This week supermarket giants Sainsbury’s announced their first full-year loss for ten years in figures referring to the year up to 14th March 2015. It is believed that the company’s results in the 12 months in question were hit by a number of one-off costs, including a drastic reduction of the property values of a number of their stores. If you exclude those costs, the scene does improve a little with Sainsbury’s having made pre-tax profits of £681 million in the period in question but that is still down a full 14.7% from the £798 million in the previous year.
The fact that the third largest supermarket chain in the UK has reported a £72 million loss in the past twelve months is undeniably surprising and if taken at face value the worrying figures could suggest that the economy isn’t strengthening as much as some are claiming. The Sainsbury’s chief executive Mike Coupe – for whom these were the first full-year results since taking his post – however, believes that a change in the country’s shopping and eating habits rather than the overall economic climate is what explains the figures.
Coupe claims that ‘The UK marketplace is changing faster than at any time in the past 30 years which has impacted our profits, like-for-like sales and market share.’ That viewpoint is largely backed up by research from supermarket research body Kantar Worldpanel too, who have released figures that show a relative downturn for the whole of the supermarket industry. The latest statistics from the organisation show that revenue growth overall for UK supermarkets has dropped to 0.2% in the first 12 weeks of 2015, representing a significant downturn from last year.
If these figures from Sainsbury’s are indeed more of a reflection of the changing marketplace in the UK and are in line with a general trend for supermarkets as a result, then that is better news for other businesses. This is the case as it suggests that the relative failings of one of the UK’s largest companies aren’t demonstrative of a stagnant economy and that businesses of all sizes can still succeed and grow profits.
Those businesses of all shapes and sizes after all, are unlikely to feel the same pinch as Sainsbury’s in response to property devaluation, and if they take responsibility for their own economic circumstances can still find a way to flourish. By optimising their own systems, having staff and management who understand what is required of them and building an efficient IT infrastructure, all companies can protect themselves against outside economic influences and watch their turnover and profits grow.

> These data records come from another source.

PR #8663, opened 2025-10-04
Remove deprecated functions

certik:

PR #8664, opened 2025-10-04
Remove ptr_type_deprecated

certik:
Builds on top of https://github.com/lfortran/lfortran/pull/8663.


certik:
I think this is a subset of https://github.com/lfortran/lfortran/pull/8665.

PR #8758, opened 2025-10-27
Enh : Finalize Symbol Table in backend (llvm) -- Handle strings only

### LINKED ISSUE #8129: Strings TODO
* [x] Regressions fix: https://github.com/lfortran/lfortran/pull/7861#issuecomment-3110144864
* [x] Remove null character from strings in the runtime

After:

* [x] Proper deallocation, in the backend (when the symbol table goes out of scope) [all strings are allocated on heap + its the string descriptor] [#8758](https://github.com/lfortran/lfortran/pull/8758)

assem2002:
closes #8129
towards #3770

- Feat : Introduce class `LLVMFinalize` : 
    - Handles Finalization of the whole TU.
    - Have 4 major finalize functions (that actually insert finalization instructions into LLVM)
    - For now we have `finalize_string()` implemented. `finalize_struct()`, `finalize_array()`, `finalize_scalar()` to do.
    - The class avoids finalizing any global variable (module variables , TU variables (if any), save variables)
- Map symbols with their return block (llvm basic block) to insert finalization instruction before it.
- Enh : Use `visit_blockCall` instead of doing that manually in some spots, that's to have proper return basic block
- Enh : Use basic blocks with `AssociateBlock`, that's to have proper return basic block.
- Stop handling strings in `insert_deallocate` pass, that's to avoid double freeing.
- Tests : Adjust integration test as it had a dangling pointer bug.
- Tests : Update reference tests + Add integration test for string that should explode the memory if not freed.

### DIFF
--- a/integration_tests/string_37.f90
+++ b/integration_tests/string_37.f90
@@ -14,7 +14,8 @@ program string_37
     end function maybe
     function cast_to_string() result(str)
         character(len=:), pointer :: str
-        character(len=5), target :: str2
+        character(len=5), pointer :: str2
+        allocate(str2)
         str2 = "Hello"
         str => str2
     end function cast_to_string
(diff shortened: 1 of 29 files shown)


integration_tests/string_37.f90
```diff
@@ -14,7 +14,8 @@ function maybe(string) result(maybe_string)
     end function maybe
     function cast_to_string() result(str)
         character(len=:), pointer :: str
-        character(len=5), target :: str2
+        character(len=5), pointer :: str2
+        allocate(str2)
         str2 = "Hello"
         str => str2
```
certik, line 20: Previously we were returning a dangling pointer, so this change is correct.

PR #8759, opened 2025-10-28
enh : Use `realloc_lhs_arrays` flag as a check before allocating struct arrays members in `struct_deepcopy`

### LINKED ISSUE #8683: migrate `realloc_lhs_arrays` to `CompilerOptions` from `PassOptions`
I saw that we have `realloc_lhs_arrays` as a `PassOption` flag and it is implemented in `array_op` pass, but for struct deepcopy we need `realloc_lhs_arrays` flag in ASR -> LLVM also. Consider below example:
```fortran
module A
implicit none

type D
    integer :: member
end type

type E
    type(D), allocatable :: ds(:)
end type

type F
    type(E), allocatable :: es(:)
end type

contains

function get_ds() result(ds)
type(D), allocatable :: ds(:)
ds = [D(1), D(2), D(3)]
end function

subroutine new_ds(self)
type(F), intent(inout) :: self
if( .not. allocated(self%es) ) error stop
self%es(2)%ds = get_ds()
end subroutine
end module

program allocate_12
use A
implicit none
type(F) :: fobj(2)
allocate(fobj(2)%es(3))
tmp = fobj(2)
end program
```

Here we can't allocate struct arrays members at ASR -> ASR Passes (it is runtime). So we need `realloc_lhs_arrays` flag at ASR -> LLVM. For now I am opening PR with assuming `realloc_lhs_arrays` true for struct deepcopy in ASR -> LLVM.

Refer #8682

AnshMehta1:
Closes #8683
Adresses https://github.com/lfortran/lfortran/pull/8682#discussion_r2407720666

I haven't added the check using `realloc_lhs_arrays` for https://github.com/lfortran/lfortran/pull/8682#discussion_r2407717262 because I don't feel we need this check their. Also, it leads to some additional failures. So, I am ignoring this for now.

### DIFF
--- a/src/libasr/codegen/llvm_utils.cpp
+++ b/src/libasr/codegen/llvm_utils.cpp
@@ -8656,8 +8656,7 @@ llvm::Value* LLVMUtils::handle_global_nonallocatable_stringArray(Allocator& al, 
                 LCOMPILERS_ASSERT(false);
             }
 
-            // realloc_lhs_arrays
-            if (ASRUtils::is_allocatable(src_expr)) {
+            if (llvm_utils->compiler_options.po.realloc_lhs_arrays && ASRUtils::is_allocatable(src_expr)) {
                 uint64_t data_type_size = data_layout.getTypeAllocSize(llvm_data_type);
                 llvm::Value* total_memory = builder->CreateMul(num_elements,
                     llvm::ConstantInt::get(context, llvm::APInt(32, data_type_size)));


jinangshah21 (commented):
There is one more place where this flag is needed to be added (See https://github.com/lfortran/lfortran/pull/8682#discussion_r2407717262). Can you please add that also?

jinangshah21:
Other than above comment I think this is good.

AnshMehta1:
> There is one more place where this flag is needed to be added (See [#8682 (comment)](https://github.com/lfortran/lfortran/pull/8682#discussion_r2407717262)). Can you please add that also?

I have mentioned my thoughts regarding that at https://github.com/lfortran/lfortran/pull/8759#issue-3561134953.

certik:
We should also add tests for this --- it should give a bounds check error without it, and work with the option.

AnshMehta1:
> We should also add tests for this --- it should give a bounds check error without it, and work with the option.

Yes, the test is already added in #8682 for this purpose. It works perfectly as per your comment.

PR #8765, opened 2025-10-30
Fix nested_16 on macOS

certik:


certik:
It looks like the CI has only one error:
```
~/repos/lfortran/integration_tests$ lfortran class_32.f90 --new-classes
c%x:     1
d%x:     42
c%x after assignment:     42
d%x:     3
c%x:     42
c_base%obj%x:     42
d_base%obj%x:     3
c%x:     20
c_base%obj%x:     42
c_super%x:     1
d_derived%x:     42
class_32.out(42237,0x20c0aa0c0) malloc: Heap corruption detected, free list is damaged at 0x600003de80d0
*** Incorrect guard value: 168384192839680
class_32.out(42237,0x20c0aa0c0) malloc: *** set a breakpoint in malloc_error_break to debug
```
And I can reproduce it locally. Needs to be debugged and fixed.

certik:
The fix is simple, all tests pass, so let's merge this, to unblock us. If we need to further refine it, we can.

PR #8766, opened 2025-10-30
fix: load array var properly in getting vptr on polymorphism call

certik:
Build on top of https://github.com/lfortran/lfortran/pull/8626.


certik:
The added tests here passes in main for me, so I just added it in https://github.com/lfortran/lfortran/pull/8767.

certik:
The 3rd-party tests also both work for me locally, so I enabled those in https://github.com/lfortran/lfortran/pull/8768.

Maybe the changes in this PR are not needed.

certik:
All the individual parts of this PR was merged into master. What is left are a few fixes that don't seem to be needed --- there is no test in master that fails that works here.

Consequently, I am leaving it here for reference, in case there are some tests that we need to add. I'll mark it as draft till then. Otherwise we can close it.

It is a simple case of accountability and responsibility therefore, and as long as a company takes control of their own economy, they can blaze a trail towards greater success regardless of figures or statistics released by other organisations. It is for that reason then, that whilst the recently announced figures are likely worrying for Sainsbury’s themselves, they needn’t scare other business owners unduly and do not represent a harbinger of doom for the UK economy.